Wiegel: veertig jaar Haags politicus

20 april 2007, column Bert van den Braak

Op 18 april 1967 werd Hans Wiegel Tweede Kamerlid voor de VVD. Hij was toen met 25 jaar het tot dan toe jongste Kamerlid. Wiegel, zoon van een Amsterdamse meubelmaker, was in 1965 voorzitter van de JOVD geworden. Hij brak zijn studie politicologie af toen hij Kamerlid werd. In de Kamer werd hij woordvoerder volkshuisvesting. Vooral het huurbeleid zorgde voor pittige debatten, waarbij de jonge PvdA-woordvoerder Hans van den Doel1, de enige vertegenwoordiger van Nieuw Links, en Wiegel vaak tegenover elkaar stonden. Een tweede onderwerp waar hij geregeld over sprak, was staatkundige vernieuwing. In tegenstelling tot de ook in 1967 tot de Haagse politiek toegetreden Hans van Mierlo en Ed van Thijn voelde hij weinig voor veranderingen in het staatsbestel.

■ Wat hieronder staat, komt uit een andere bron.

PR #20, opened 2018-01-17
Add results of manual calls of 500 DOIs from on- and off-campus

jglev:
This PR contains the completed 500-DOI sample, from on- and off-campus, with no "invalid" cells.

See [this comment forward](https://github.com/greenelab/library-access/issues/15#issuecomment-358366976) re: DOIs which possibly need to be manually edited for the off-campus column, depending on the outcome of that dicussion.


dhimmel:
How risky / hard would it be to manually port the `penn_access_date` and `open_access_date` from the previous dataset. I think the rows are in the same order, so you may be able to copy and paste? This will make `manual-doi-checks-500.tsv` a bit nicer.

Otherwise, looks good to me once we resolve the login-wall determination.

jglev:
> How risky / hard would it be to manually port the penn_access_date and open_access_date from the previous dataset.

Not hard, and not risky, I think (I'll be careful, and post my code for doing so here using a `JOIN` approach rather than a cut-and-paste). I'll take care of it now.

jglev:
This latest commit looks ok / not dangerous to me; @dhimmel, would you mind looking over the code, too, to confirm that it looks ok to you, as well?

dhimmel:
The changes to `manual-doi-checks-500.tsv` in https://github.com/greenelab/library-access/pull/20/commits/5befc95a6af85e2ac39f896ea9c60fc837052f9d look good.

Can you confirm that login-walled articles are not considered access?

jglev:
Following discussion in #15, I can confirm that I've manually change off-campus access to 0 for the following DOIs, as of afba7a1 (there are two commits because I amended the commit log to include an extra DOI and then `git push --force`d):

- https://doi.org/10.2307/3795274
- https://doi.org/10.2307/3726111
- https://doi.org/10.1039/tf9656100383
- https://doi.org/10.2307/3736092
- https://doi.org/10.2307/317747
- https://doi.org/10.2307/1122632
- https://doi.org/10.1001/jama.1965.03080200059025

dhimmel (approved):

PR #21, opened 2018-01-19
Accuracy analysis on 500 random DOIs

dhimmel:
@publicus can you review?


dhimmel:
@publicus I'm going to merge this now, but please still review and I'll address any issues in a follow up PR.

jglev:
@dhimmel, I just saw this this morning. This all looks excellent to me. I have one *very small* note, but it doesn't affect the code working: In Cell 6: `manual_df.penntext == manual_df.penn_access` can be replaced with `penntext_correct`.

I note that with this sample having been created to match the proportions of PennText saying we have access vs. not, the overall PennText accuracy (cell 6) is in line with your earlier estimate.

I appreciate that you've created the "DOIs with errors" tables -- my plan is that when I have the time this week, for the Library to better understand the issue with our OpenURL resolver, I'll do an analysis of the metadata [that we saved](https://github.com/dhimmel/library-access/blob/be901deb405a63458915caa5061a6136ae4b1b89/data/library_coverage_xml_and_fulltext_indicators.db.xz) for these DOIs, vs. non-problem DOIs (Is it specific publishers? Consistent journals? Is it open-access status? Is it specific date ranges? etc.). That's one way that the database we downloaded *can* be put to immediate use.

jglev:
I do have one question, for my own Python learning: In cell 4, `assert manual_df.query("open_access == 1").penn_access.all()` is a debugging assertion? Which will stop the cell from running if the query doesn't return any rows?

dhimmel:
> a debugging assertion?

Yeah, it's a safety check to ensure that a DOI with open access but not penn access doesn't go unnoticed. Run `assert False` in a python, and you'll see what happens if the statement is not true.

jglev:
Thanks!

Issue #14, opened 2017-12-01
Reminder to add metadata to code files


jglev:
I'm opening this issue as a reminder that, per the [Lab onboarding documentation checklist](http://greenelab-onboarding.readthedocs.io/en/latest/#code-review-checklist), we need to do the following at some point for code files:

1. Sign the files
2. Add a docstring to each of the files
3. For smaller functions, add a docstring

dhimmel:
Regarding "signing the files", we use the git history to take care of that. For example, see [GitHub's blame](https://github.com/greenelab/library-access/blame/172622f8b2a2f04a9284927227da36ce7732e793/library_management_system_downloader/run_api_download_and_parse_results.py) for a file in this repo.

Regarding documentation, we do want to make things clearly documented. Usually, you want to write the doc as you make the files and functions. Sometimes code is clear and doesn't necessarily need docstrings. Are there specific areas of the code where documentation is lacking?

I think the main area where this repo is lacking documentation is in the README. We should update the README to better describe:

1. what the repository does
2. how to use, rerun, or modify it
3. the repository contents (directories and files)

As a reference, you can look at [`greenelab/crossref`](https://github.com/greenelab/crossref) to see how we might want to bolster the README.

dhimmel:
@publicus sort of related to the above discussion, it would be good to add a note to the README letting users know how to rerun this analysis and to modify for another university.

jglev:
@dhimmel Agreed! I can work on that, likely on Friday morning. Does that timing work for you?

dhimmel:
> Agreed! I can work on that, likely on Friday morning. Does that timing work for you?

Sure this is not a time sensitive change although it'd be nice to get it done.

dhimmel:
Closed by https://github.com/greenelab/library-access/pull/26

PR #26, opened 2018-03-01
Adding more descriptive information to readme

jglev:
This follows a [discussion](https://github.com/greenelab/library-access/issues/14#issuecomment-362068564) in #14. A bit late in finishing it up, but I hope it will still be useful for readers.

### DIFF
--- a/README.md
+++ b/README.md
@@ -6,7 +6,29 @@ This repository is cataloging University Library access to scholarly literature.
 Scholarly articles are identified using their DOIs.
 The impetus for this project was [this discussion](https://github.com/greenelab/scihub-manuscript/issues/21 "Potential followup: comparison to authorized access") on the Sci-Hub Coverage Study.
 
-## Environment
+## Using the Code
+
+**The code files in this repository assume that your working directory is set to the top-level directory of this repository.**
+
+### Contents of this Repository, and the Order of Their Use
+
+- `LICENSE-*.md`: License text to accompany the [License](#License) section of this Readme below.
+- `environment.yml`: Conda environment file (see [Environment](#environment) below).
+- `.gitattributes`: File with information for tracking files using [Git Large File Storage (LFS)](https://git-lfs.github.com/).
+- `library_management_system_downloader` contains the following scripts, to be used in the following order:
+	- `downloader_configuration_file_TEMPLATE.py` should be copied to `downloader_configuration_file.py` and edited for your own institution's OpenURL resolver (These scripts were specifically tested using the OpenURL resolver that comes with Ex Libris' Alma management software).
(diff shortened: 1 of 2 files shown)


README.md
```diff
@@ -6,7 +6,31 @@ This repository is cataloging University Library access to scholarly literature.
...
+
+**The code files in this repository assume that your working directory is set to the top-level directory of this repository.**
+
+### Contents of this Repository, and the Order of Their Use
+
+- `LICENSE-*.md`: License text to accompany the [License](#License) section of this Readme below.
+- `environment.yml`: Conda environment file (see [Environment](#environment) below).
+- `.gitattributes`: File with information for tracking files using [Git Large File Storage (LFS)](https://git-lfs.github.com/).
+- `library_management_system_downloader` contains the following scripts, to be used in the following order:
+	- `downloader_configuration_file_TEMPLATE.py` should be copied to `downloader_configuration_file.py` and edited for your own institution's OpenURL resolver (These scripts were specifically tested using the OpenURL resolver that comes with Ex Libris' Alma management software).
```
dhimmel: For ordered things you may want to use a numbered list `1.`?

dhimmel:
Yep. will be useful. Let me know when you're done adding commits on your end.

README.md
jglev: Sure! Changed in b70710.

jglev:
I think that this level of info. is enough to get others going. Do you agree?

dhimmel:
> I think that this level of info. is enough to get others going. Do you agree?

It seems like the most important thing is undocumented -- what is `api_base_url`? How would someone go about getting one for their university?

jglev:
Hmm, I can see how the documentation as it is could be confusing for a reader who's coming in from scratch to parse. This is a documentation difficulty; `api_base_url` is going to be very different from institution to institution, because it'll be based on whomever that institution contracts with for an OpenURL resolver. And finding out what that base URL is will be different for each institution, as it'll involve asking the local development team (e.g., in the library) for help with it / documentation for it. As we've talked about, it's also the case that different OpenURL resolvers may return slightly different formats of data.

Do you think it would be useful to state the above explicitly in the Readme? If so, do you think that that's sufficient for communicating to users?

dhimmel:
> Do you think it would be useful to state the above explicitly in the Readme? If so, do you think that that's sufficient for communicating to users?

Yes.

jglev:
Is 5f7d5a0 in line with what you had in mind, too?

dhimmel (approved):

dhimmel:
Squash merged into https://github.com/greenelab/library-access/commit/310d718f8af0f2e519b84dc7ef72c660b858828e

Na de formatie van het kabinet-Biesheuvel2 volgde de 30-jarige Wiegel - opnieuw als jongste tot dan toe - Geertsema3 op als fractievoorzitter. Zijn vaardigheden als debater en zijn politieke gevoel waren reden om hem als jongeling met het fractievoorzitterschap te belasten. Zijn voornaamste concurrent, Henk Vonhoff4, werd staatssecretaris. Wiegels positie was aanvankelijk echter nog allerminst onomstreden. In de aanloop van de verkiezingen van 1972 dreigde een interne coup, die hij met hulp van zijn politieke peetvader Harm van Riel5 onschadelijk wist te maken.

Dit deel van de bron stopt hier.